ITSC 2025 Paper Abstract

Paper FR-LA-T42.2

Ataei, Denise (University of California, Santa Cruz), Paranjape, Ishaan (University of California, Santa Cruz), Whitehead, Jim (UC Santa Cruz)

Enhancing Autonomous Vehicle Test Scenario Reasoning in Language Models

Scheduled for presentation during the Regular Session "S42c-Safety and Risk Assessment for Autonomous Driving Systems" (FR-LA-T42), Friday, November 21, 2025, 16:20−16:40, Broadbeach 3

2025 IEEE 28th International Conference on Intelligent Transportation Systems (ITSC), November 18-21, 2025, Gold Coast, Australia

This information is tentative and subject to change. Compiled on October 18, 2025

Keywords Autonomous Vehicle Safety and Performance Testing, Multi-vehicle Coordination for Autonomous Fleets in Urban Environments, Digital Twin Modeling for ITS Infrastructure and Traffic Simulation

Abstract

Scenario based testing is a promising approach to evaluate autonomous vehicles for safety due to its ability to evaluate several components at once. Automated generation of these scenarios in simulation is needed to address the scale and diversity requirements in scenarios. Large Language Models (LLMs) can address this need due to their ability for world modeling. However, these models are ineffective in their reasoning thereby limiting their abilities in generating complex, dynamic vehicle interaction scenarios. In this paper, we present Cruzway Scenario Reasoner, an LLM based system that enhances reasoning capabilities of language models for complex vehicle interaction questions from the Waymo Open Motion Dataset - Reasoning dataset.
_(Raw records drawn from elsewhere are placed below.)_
PR #1585, opened 2026-01-03
Add `facet_no_doc` cfg for global doc string stripping

### LINKED ISSUE #1583: Find ways to disable documentations
For some reason I saw this in rapace:

Image

Those are not necessary reflection information which contributes to a great part in binary size. We should have a switch to disable it

fasterthanlime:
## Summary

Adds a cfg-based mechanism to globally disable doc strings in facet reflection metadata, similar to tracing's `release_max_level_off` pattern. This allows users to strip docs from release builds without patching dependencies.

Fixes #1583

## Usage

Add to `.cargo/config.toml`:

```toml
[profile.release]
rustflags = ["--cfg", "facet_no_doc"]
```

## How it works

- Feature `doc` disabled → No docs (checked at proc-macro compile time)
- Feature `doc` enabled + `facet_no_doc` cfg → No docs (checked at user crate compile time)  
- Feature `doc` enabled + no cfg → Docs included (default behavior)

## Changes

- Modified `process_struct.rs` to emit conditional cfg blocks for field and container docs
- Modified `process_enum.rs` to emit conditional cfg blocks for container and variant docs

## Test plan

- [x] `cargo check --all-features --all-targets` passes
- [x] `cargo nextest run --all-features` passes (pre-existing XML failures unrelated)
- [x] `RUSTFLAGS='--cfg facet_no_doc' cargo nextest run -p facet struct_doc_comment` fails with `left: []` vs `right: [" yes"]` - confirming docs are stripped

### DIFF
--- a/Cargo.toml
+++ b/Cargo.toml
@@ -134,6 +134,11 @@ ulid = "^1.2.1"
 unsynn = "^0.3.0"
 uuid = "^1.19.0"
 
+# Allow the facet_no_doc cfg in generated code
+# See: https://doc.rust-lang.org/nightly/rustc/check-cfg/cargo-specifics.html
+[workspace.lints.rust]
+unexpected_cfgs = { level = "warn", check-cfg = ["cfg(facet_no_doc)"] }
+
 # Fuzzing profile for cargo-bolero
 [profile.fuzz]
 inherits = "dev"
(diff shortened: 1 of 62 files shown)


fasterthanlime:
Well it'll now generate slightly more code at compile time... but it'll all get eliminated if the cfg is enabled.

Issue #1656, opened 2026-01-04
Wrong deserialization of HTML element named extra


mattiapenati:
If an element named `extra` is present then it is deserialized as a map, since it has the same name of the field used capture all the unknwon fields.

The following code can be used to reproduce the problem:
```rust
let html = facet_html::to_string(
    &facet_html::from_str::<facet_html_dom::Html>(r#"<html><extra>zzz</extra></html>"#)
        .unwrap(),
)
.unwrap();
println!("{html}");
```

The output is `<html _tag="extra" _text="zzz"></html>`, the expected one is `<html></html>` (because the unknown elements are not captured).

PR #1657, opened 2026-01-04
Fix for issue #1656

mattiapenati:
This PR contains the fix for the issue #1656. Currently nested flattened map are not properly handled for elements.

### DIFF
--- a/facet-format/src/deserializer.rs
+++ b/facet-format/src/deserializer.rs
@@ -2087,15 +2087,22 @@ where
                         }
                         if let Some((inner_fields, inner_set)) = flatten_info[flatten_idx].as_mut()
                         {
-                            let inner_match = inner_fields.iter().enumerate().find(|(_, f)| {
-                                Self::field_matches_with_namespace(
-                                    f,
-                                    key.name.as_ref(),
-                                    key.namespace.as_deref(),
-                                    key.location,
-                                    ns_all,
-                                )
-                            });
+                            let inner_match =
+                                inner_fields.iter().enumerate().find(|(inner_idx, f)| {
+                                    // Nested flattened map is handled separately, even if its name
+                                    // matches the key name it must be skipped.
+                                    let is_flatten_map =
+                                        Some((flatten_idx, Some(*inner_idx))) == flatten_map_idx;
+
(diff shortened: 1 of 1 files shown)


fasterthanlime:
I'm not very happy with this fix because it feels like it's just disabling something. Like it's disabling invalid behavior without implementing valid behavior. So I think the question is: what is the ideal behavior and then let's just implement that.

mattiapenati:
Good point. After reviewing my implementation more carefully, I found that it breaks the deserialization of unknown attributes. I've added a new test and I'm looking for a better implementation.

mattiapenati:
I've changed the implementation and written a test to catch any regressions with unknown arguments. I find the new version clearer, I hope it works better for you too.

facet-html/tests/minimal_repro.rs
```diff
@@ -634,3 +634,19 @@ Line 3</textarea>"#;
         serialized
     );
 }
+
+#[test]
+fn issue_1656_deserialization_of_extra_element() {
+    let input = r#"<html><extra>value</extra></html>"#;
+    let html: facet_html_dom::Html = facet_html::from_str(input).unwrap();
+    let output = facet_html::to_string(&html).unwrap();
+    assert_eq!(output, r#"<html></html>"#);
```
fasterthanlime, line 643: I don't understand why the extra tags would be stripped from this because facet-html-dom is supposed to support arbitrary tags, just like HTML and it's supposed to be able to roundtrip them so I don't get it. 

dodeca uses arborium for syntax highlighting, which emits `<a-kw/>` tags for example and it definitely needs to be able to parse them and re-emit them.

mattiapenati: The `Html` type captures only `head` and `body` elements. There isn't any `CustomElement` to deserialize the `extra` tag.

fasterthanlime: Ah, mh. I missed that. That makes sense. I was thinking in terms of HTML5 is tag soup and anything is fair game anywhere. But facet-html-dom the crate is trying to make sense of that. So... that makes sense.

PR #1667, opened 2026-01-06
refactor(bytestring): simplify ByteString impl with vtable_direct! macro

gaetschwartz:
- Replace manual VTableIndirect with vtable_direct! macro
- Remove redundant parse, display, and partial_eq implementations
- Simplify try_from signature to use direct pointer type
- Add builder_shape for String to enable built-in parsing


fasterthanlime (approved):
LGTM, thanks!

PR #1705, opened 2026-01-07
fix: prevent exponential variance computation for recursive types

### LINKED ISSUE #1704: Variance computation takes exponentially long for multiple-recursive types
```rust
use facet::{CovariantPeek, Facet, Peek};

#[derive(Facet)]
struct Node(&'static Node, &'static Node, &'static Node, &'static Node);

static NODE: Node = Node(&NODE, &NODE, &NODE, &NODE);

fn main() {
    let begin = std::time::Instant::now();
    let _ = CovariantPeek::new(Peek::new(&NODE));
    println!("{:?}", begin.elapsed());
}
```

```console
$ cargo run --release
30.689778762s
```

fasterthanlime:
## Summary

Fixes #1704 where variance computation took ~30 seconds for types with multiple recursive fields like `Node(&'static Node, &'static Node, &'static Node, &'static Node)`. The algorithm was visiting the same shape 4^depth times, causing exponential blowup.

## Changes

- **Add visited set tracking** using `ConstTypeId` to detect cycles during variance computation
  - When a cycle is detected, return `Covariant` (neutral element - cycles don't add new variance info)
  - This prevents exponential blowup and correctly handles recursive types
- **Add early termination** when `Invariant` is encountered (anything combined with Invariant is Invariant)
- **Respect custom variance functions** before falling back to Def-based lookup
- **Add explicit variance propagation** to container types that were missing it:
  - Arrays, slices, HashSet, BTreeSet, HashMap, BTreeMap, Result

## Key insight

Recursive types like `Node(&'static Node, ...)` are actually **covariant**, not invariant. The old code incorrectly returned Invariant when hitting the depth limit. The fix correctly identifies cycles and returns the proper variance based on the non-cyclic parts of the type structure.

## Testing

Added comprehensive tests in `facet/tests/variance_stack_overflow.rs`:
- Multi-recursive types (exact reproduction of #1704)
- Recursive types with invariant fields
- Early termination on invariant
- Mutually recursive types

All tests verify completion in <100ms (before fix: ~30 seconds).

### DIFF
--- a/facet/tests/variance_stack_overflow.rs
+++ b/facet/tests/variance_stack_overflow.rs
@@ -1,4 +1,10 @@
 //! Test variance computation with recursive types.
+//!
+//! These tests verify:
+//! 1. Cycle detection prevents infinite recursion
+//! 2. Exponential blowup is prevented for multi-recursive types
+//! 3. Variance is computed correctly for recursive types
+//! 4. Early termination works when invariant is detected
 
 use facet::{Facet, Variance};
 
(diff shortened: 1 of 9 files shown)


facet/tests/variance_stack_overflow.rs
```diff
@@ -91,3 +98,173 @@ fn test_struct_with_mut_ptr_is_invariant() {
...
+#[test]
+fn test_early_termination_on_invariant() {
+    let start = std::time::Instant::now();
+    let shape = EarlyTermination::SHAPE;
+    let variance = shape.computed_variance();
+    let elapsed = start.elapsed();
+
+    // Should terminate early when *mut i32 is encountered
+    assert!(
+        elapsed.as_millis() < 100,
```
dtolnay, line 190: Timing-sensitive tests should get a carveout for Miri.

```console
---- test_mutually_recursive_types stdout ----

thread 'test_mutually_recursive_types' (1528187) panicked at facet/tests/variance_stack_overflow.rs:228:5:
Mutually recursive variance took 2.814776383s, expected < 100ms
note: in Miri, you may have to set `MIRIFLAGS=-Zmiri-env-forward=RUST_BACKTRACE` for the environment variable to have an effect
```

```suggestion
        cfg!(miri) || elapsed.as_millis() < 100,
```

This system consists of a suite of prompting approaches which include both Chain-of-thought prompting as well as prompting based on model based task planning in the Planning Domain Defintion Language (PDDL). In addition, this system also contains LLM as a judge modules for the effective evaluation of generated responses and PDDL models. With this system, we are able to elevate the reasoning capabilities of the OpenAI GPT 4o-mini model. In addition, we also provide an in-depth qualitative analysis of language model responses to 15 scenarios categorized by complexity in the information provided.